## What needs to be done
Reproduce exactly the lines from the top of the records below through the line holding "option to the".

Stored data
● ● ● ● ●
Issue #14526, opened 2026-01-26
(gen2-migration) `lock --rollback`


iliapolo:
### Describe the feature you'd like to request

Executing `gen2-migration lock` cannot be rolled back at the moment. We need for when:

- A customer decides to abandon migration and needs to regain access to the Gen1 environment.
- A customer needs an emergency update to their Gen1 environment mid migration.

### Describe the solution you'd like

Add a `--rollback` option to the `lock` command. 

### Implementation Notes

- Must revert **all** operations performed by the `lock` command.
- Must validate the Gen1 stack has not been refactored yet. If it has, the command should error out and instruct the customer to execute `gen2-migration refactor --rollback` first. 

### Describe alternatives you've considered

None

### Is this something that you'd be interested in working on?

- [ ] 👋 I may be able to implement this feature request

### Would this feature include a breaking change?

- [ ] ⚠️ This feature might incur a breaking change

Issue #14570, opened 2026-01-31
(gen2-migration) `lock --rollback` command should validate the Gen1 environment integrity


iliapolo:
### Describe the feature you'd like to request

When running `gen2-migration lock --rollback`, we need to validate the Gen1 environment is in an expected state:

- Gen1 environment should be in a post refactor state. 

Otherwise, the customer may unknowingly start pushing updates to the Gen1 environment that will cause highly unexpected and undesired changes.

### Describe the solution you'd like

I'm not sure how to achieve this, my hope is that running drift detection will cover this. Needs testing.

### Describe alternatives you've considered

None

### Is this something that you'd be interested in working on?

- [ ] 👋 I may be able to implement this feature request

### Would this feature include a breaking change?

- [ ] ⚠️ This feature might incur a breaking change

iliapolo:
Drift detection on the Gen1 environment should tell use if it was refactored or not.

PR #14571, opened 2026-01-31
feat(gen2-migration): `lock --rollback`

iliapolo:
#### Description of changes

Added support for rolling back the `lock` command. Since this is the first command to support rollback, this PR also introduces general support for the rollback flow.

**Example output:**

```console
 ❯ npx amplify gen2-migration lock --skip-validations --rollback

You are about to rollback 'lock' on environment 'd3g10pohpvht6z/main'.

Operations Summary

• Remove environment variable 'GEN2_MIGRATION_ENVIRONMENT_NAME'
• Set a policy on stack 'amplify-backendonly-main-c6f6c': {"Statement":[{"Effect":"Allow","Action":"Update:*","Principal":"*","Resource":"*"}]}

Implications

• You will be able to run 'amplify push' on environment 'main'
• You will be able to start migration of another environment

✔ Do you want to continue? (y/N) · yes

[2026-01-31T16:20:56.223Z] [lock] [backendonly/main] → Rolling back
[2026-01-31T16:20:56.492Z] [lock] [backendonly/main] • Removed GEN2_MIGRATION_ENVIRONMENT_NAME environment variable
[2026-01-31T16:20:56.713Z] [lock] [backendonly/main] • Successfully set policy on stack 'amplify-backendonly-main-c6f6c': {"Statement":[{"Effect":"Allow","Action":"Update:*","Principal":"*","Resource":"*"}]}
[2026-01-31T16:20:56.713Z] [lock] [backendonly/main] → Rollback complete
```

**Changes to `gen2-migration.md`**:

- Remove step specific details to focus on the key responsibilities of the `gen2-migration.ts` file. Step specific explanations should go into dedicated documentation files. (will be added in follow up PRs).
- Remove details about validations. They should be embedded in the step specific documentation files (will be added in follow up PRs).
- Change flowchart according to the changes above. Also make it horizontal for easier human parsing.
- Add details about new methods, interfaces, options, and flow pertaining to rollback capabilities.

#### Issue #, if available

https://github.com/aws-amplify/amplify-cli/issues/14526

Manually migrated our [project-boards-backend-only](https://github.com/aws-amplify/amplify-cli/tree/gen2-migration/amplify-migration-apps/project-boards-backend-only) app.

#### Checklist

- [x] PR description included
- [x] `yarn test` passes

### DIFF
--- a/packages/amplify-cli/src/commands/gen2-migration.ts
+++ b/packages/amplify-cli/src/commands/gen2-migration.ts
@@ -152,7 +152,7 @@ export const run = async (context: $TSContext) => {
   const implementation: AmplifyMigrationStep = new step.class(logger, envName, appName, appId, stackName, region, context);
 
   if (validationsOnly) {
-    await validate(implementation, rollingBack, logger);
+    await validate(implementation, rollingBack, logger, context);
     return;
   }
 
@@ -176,7 +176,9 @@ export const run = async (context: $TSContext) => {
   printer.info(chalk.bold(chalk.underline('Implications')));
   printer.blankLine();
 
-  for (const implication of rollingBack ? await implementation.rollbackImplications() : await implementation.executeImplications()) {
+  const cachedStep = new CachedAmplifyMigrationStep(step);
+
+  for (const implication of rollingBack ? await cachedStep.rollback() : await cachedStep.execute()) {
     printer.info(`• ${implication}`);
   }
 
@@ -194,19 +196,19 @@ export const run = async (context: $TSContext) => {
   printer.blankLine();
 
   if (!skipValidations) {
-    await validate(implementation, rollingBack, logger);
+    await validate(implementation, rollingBack, logger, context);
     printer.blankLine();
   }
 
   if (rollingBack) {
-    await runRollback(implementation, logger);
+    await runRollback(cachedStep, logger);
     printer.blankLine();
     printer.success('Done');
     return;
   }
 
   try {
-    await runExecute(implementation, logger);
+    await runExecute(cachedStep, logger);
     printer.blankLine();
     printer.success('Done');
     return;
@@ -214,19 +216,27 @@ export const run = async (context: $TSContext) => {
     if (!disableAutoRollback) {
       printer.error(`Execution failed: ${error}`);
       printer.blankLine();
-      await runRollback(implementation, logger);
+      await runRollback(cachedStep, logger);
     }
 
     throw error;
   }
 };
 
-async function validate(step: AmplifyMigrationStep, rollback: boolean, logger: Logger) {
+async function validate(step: AmplifyMigrationStep, rollback: boolean, logger: Logger, context: $TSContext) {
   logger.envelope('Performing validations');
-  if (rollback) {
-    await step.rollbackValidate();
-  } else {
-    await step.executeValidate();
+  try {
+    if (rollback) {
+      await step.rollbackValidate();
+    } else {
+      await step.executeValidate();
+    }
+  } catch (e) {
+    const skipValidationsCommand = `amplify ${context.input.argv.join(' ').trim()} --skip-validations`;
+    throw new AmplifyError('MigrationError', {
+      message: `Validations failed: ${e.message}`,
+      resolution: `Resolve the validation errors or skip them by running '${skipValidationsCommand}'`,
+    });
   }
   logger.envelope('Validations complete');
 }
@@ -237,13 +247,13 @@ async function runOperations(operations: AmplifyMigrationOperation[]) {
   }
 }
 
-async function runRollback(step: AmplifyMigrationStep, logger: Logger) {
+async function runRollback(step: CachedAmplifyMigrationStep, logger: Logger) {
   logger.envelope('Rolling back');
   await runOperations(await step.rollback());
   logger.envelope('Rollback complete');
 }
 
-async function runExecute(step: AmplifyMigrationStep, logger: Logger) {
+async function runExecute(step: CachedAmplifyMigrationStep, logger: Logger) {
   logger.envelope('Executing');
   await runOperations(await step.execute());
   logger.envelope('Execution complete');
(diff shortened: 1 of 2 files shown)


packages/amplify-cli/src/commands/gen2-migration.ts
```diff
@@ -125,58 +151,109 @@ export const run = async (context: $TSContext) => {
...
+  printer.blankLine();
+  printer.info(
+    chalk.yellow(`You are about to ${rollingBack ? 'rollback' : 'execute'} '${stepName}' on environment '${appId}/${envName}'.`),
+  );
+  printer.blankLine();
+
+  printer.info(chalk.bold(chalk.underline('Operations Summary')));
+  printer.blankLine();
+
+  for (const operation of rollingBack ? await implementation.rollback() : await implementation.execute()) {
```
9pace, line 168: First time calling execute. why not call execute once and store the operations

packages/amplify-cli/src/commands/gen2-migration.ts
```diff
@@ -125,58 +151,109 @@ export const run = async (context: $TSContext) => {
...
+  logger.envelope('Performing validations');
+  if (rollback) {
+    await step.rollbackValidate();
+  } else {
+    await step.executeValidate();
+  }
+  logger.envelope('Validations complete');
+}
+
+async function runOperations(operations: AmplifyMigrationOperation[]) {
```
9pace, line 244: Why run await runOperations(await step.execute()); calling execute again when we could store the operations needed in a variable the first time we call execute.

packages/amplify-cli/src/commands/gen2-migration/lock.ts
```diff
@@ -1,76 +1,153 @@
...
+      execute: async () => {
+        const app = await this.amplifyClient().send(new GetAppCommand({ appId: this.appId }));
+        const environmentVariables = app.app.environmentVariables ?? {};
+        delete environmentVariables[GEN2_MIGRATION_ENVIRONMENT_NAME];
+        await this.amplifyClient().send(new UpdateAppCommand({ appId: this.appId, environmentVariables }));
+        this.logger.info(`Removed ${GEN2_MIGRATION_ENVIRONMENT_NAME} environment variable`);
+      },
+    });
+
+    const stackPolicy = JSON.stringify({
```
9pace, line 135: If the stack had a *custom* policy before the lock step for ex, a policy that only allowed updates to specific resources, the rollback would replace it with allow all policy.

Which would not restore it to its original state. Its not an expected configuration, but maybe it should be checked for in the lock step.

packages/amplify-cli/src/commands/gen2-migration.ts
```diff
@@ -125,58 +151,109 @@ export const run = async (context: $TSContext) => {
...
+    await validate(implementation, rollingBack, logger);
     printer.blankLine();
-    logger.envelope('Performing validations');
-    try {
-      await implementation.validate();
-    } catch (e) {
-      const skipValidationsCommand = `amplify ${context.input.argv.join(' ').trim()} --skip-validations`;
-      throw new AmplifyError('MigrationError', {
-        message: `Validations failed: ${e.message}`,
-        resolution: `Resolve the validation errors or skip them by running '${skipValidationsCommand}'`,
```
9pace, line 137: Are we no longer going to recommend running --skip-validations or do we just plan on mentioning this in the guide?

packages/amplify-cli/src/commands/gen2-migration/lock.ts
```diff
@@ -1,76 +1,153 @@
...
+
+    return operations;
+  }
 
-    const stackPolicy = {
+  public async rollback(): Promise<AmplifyMigrationOperation[]> {
+    const operations: AmplifyMigrationOperation[] = [];
+
+    // note that we don't disable deletion protection on the tables because we don't
+    // know what the original value was; to play it safe we leave it untouched.
```
9pace, line 109: This should be mentioned in rollbackImplications.

packages/amplify-cli/src/commands/gen2-migration.ts
```diff
@@ -125,58 +151,109 @@ export const run = async (context: $TSContext) => {
...
+}
+
 function shiftParams(context) {
   delete context.parameters.first;
   delete context.parameters.second;
   delete context.parameters.third;
   const { subCommands } = context.input;
-  /* eslint-disable */
   if (subCommands && subCommands.length > 1) {
     if (subCommands.length > 1) {
```
9pace: Nitpick: not part of the PR, but I noticed `if (subCommands.length > 1) {` is redundant due to the line above it.

packages/amplify-cli/src/commands/gen2-migration/lock.ts
iliapolo: Yeah, this will be addressed by resolving these two issue:

- https://github.com/aws-amplify/amplify-cli/issues/14577
- https://github.com/aws-amplify/amplify-cli/issues/14570

packages/amplify-cli/src/commands/gen2-migration.ts
iliapolo: Fair. The issue here is that storing the operations in a variable may result in invoking a function we won't actually use. 

- If we are rolling back, no need to call `step.execute()` at all.
- If we are in a forward execution, `step.rollback()` is only needed if there was an error and the user didn't disable auto rollbacks. 

So basically this code calls some functions twice instead of possibly calling a function once that we won't need. 

To address both cases i've created an internal `CachedAmplifyMigrationStep` class that has a `getOrCreate` semantic for the operations.

packages/amplify-cli/src/commands/gen2-migration.ts
iliapolo: Addressed

packages/amplify-cli/src/commands/gen2-migration.ts
iliapolo: Good catch. Added back.

packages/amplify-cli/src/commands/gen2-migration/lock.ts
iliapolo: A bit awkward to put a negative into implications..."Deletion protection is left untouched"? 

Instead i've added it to the operations, also weird, but I think more intuitive.

9pace: Sounds good, I think this is something that should be exposed to the user and this resolves that for me.

packages/amplify-cli/src/commands/gen2-migration/lock.ts
9pace: Nice

9pace (approved):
● ● ● ● ●
## Completed task
Issue #14526, opened 2026-01-26
(gen2-migration) `lock --rollback`


iliapolo:
### Describe the feature you'd like to request

Executing `gen2-migration lock` cannot be rolled back at the moment. We need for when:

- A customer decides to abandon migration and needs to regain access to the Gen1 environment.
- A customer needs an emergency update to their Gen1 environment mid migration.

### Describe the solution you'd like

Add a `--rollback` option to the `lock` command. 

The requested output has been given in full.